[What to work on]:
Find the line that contains "per-provider examples |". Then set down that line and all the lines after it, to the end of the records, exactly and with nothing added.
___ Given data ___
PR #1053, opened 2026-09-19
feat(resilience): per-provider circuit breaker trip on quota errors with reset

weselben:
## TL;DR

Providers with usage quotas reject requests once the quota is gone, but the gateway kept sending traffic there: the observed kimicode case burned three upstream 403s per request before failover. Providers can now declare circuit-breaker trip rules: when an upstream error message matches a configured regex, the breaker opens instantly (no failure counting), requests fail fast locally, and failover serves them. After the trip TTL the existing half-open probe checks recovery, so the breaker closes itself when the real quota window resets. Operators can force-close it from the dashboard.

Behavior is unchanged without rules: zero default regexes, no env pair, no global default.

**Files to review (start here): `internal/llmclient/client_scope.go`** — single trip choke point; everything else is config, API, and UI around it.

| Area | Why |
|---|---|
| `internal/llmclient/circuit_breaker.go` | `TripRule` type, `quotaUntil` field, `RecordQuotaTrip`/`Reset`, open-with-TTL via existing open -> half-open -> closed flow |
| `internal/llmclient/client_scope.go` | Trip check in `recordCircuitBreakerCompletion` - non-streaming, streaming, embedded-200 paths all trip identically |
| `config/resilience.go` + `resilience_policy.go` | `trip_on` rule list per provider (regex + optional ttl; default = `circuit_breaker.timeout` = 30s); validation + per-provider override (list replaces global) |
| `internal/providers/credentials*.go`, `breaker_reset.go` | `ManagedProviderCredential.TripOn` (SQL JSON column + migration, Mongo BSON), `toRawProviderConfig` override pipeline |
| `internal/admin/` | `POST /admin/providers/{name}/circuit-breaker/reset` (204 / 404 / 400 / 503), status `circuit_state` + `circuit_breaker.trip_on` in `/admin/providers/status` |
| `internal/providers/openai/compatible_provider.go` + `internal/app/init_admin.go` | Chat-compatible providers expose `ResetBreaker()` -> `llmclient.Client.ResetBreaker()`; wired via `WithBreakerResetter` mirroring `WithRequestHealth` |
| `web/dashboard/src/pages/overview/` | Reset button on every provider card - clickable when breaker `open`/`half-open`, greyed when `closed` (or unconfigured). Click -> POST -> flash + status refresh |
| `web/dashboard/src/pages/providers-config/` | Rule editor for managed credentials (match + optional ttl rows, managed-only editing); read-only display for declarative providers |
| `internal/gateway/resilience_failover_test.go` | New e2e proving tripped provider A is skipped on follow-ups and re-enabled after reset (failover to B serves) |
| `internal/testconventions/assertions_test.go` | Excludes `.worktrees/` from the hand-rolled-assertion scan (pre-existing test pollution from other worktrees) |
| `docs/advanced/resilience.mdx` + `config/config.example.yaml` | Trip rule docs + commented global and per-provider examples |

## Reviewer notes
___
[Written response]:
| `docs/advanced/resilience.mdx` + `config/config.example.yaml` | Trip rule docs + commented global and per-provider examples |

## Reviewer notes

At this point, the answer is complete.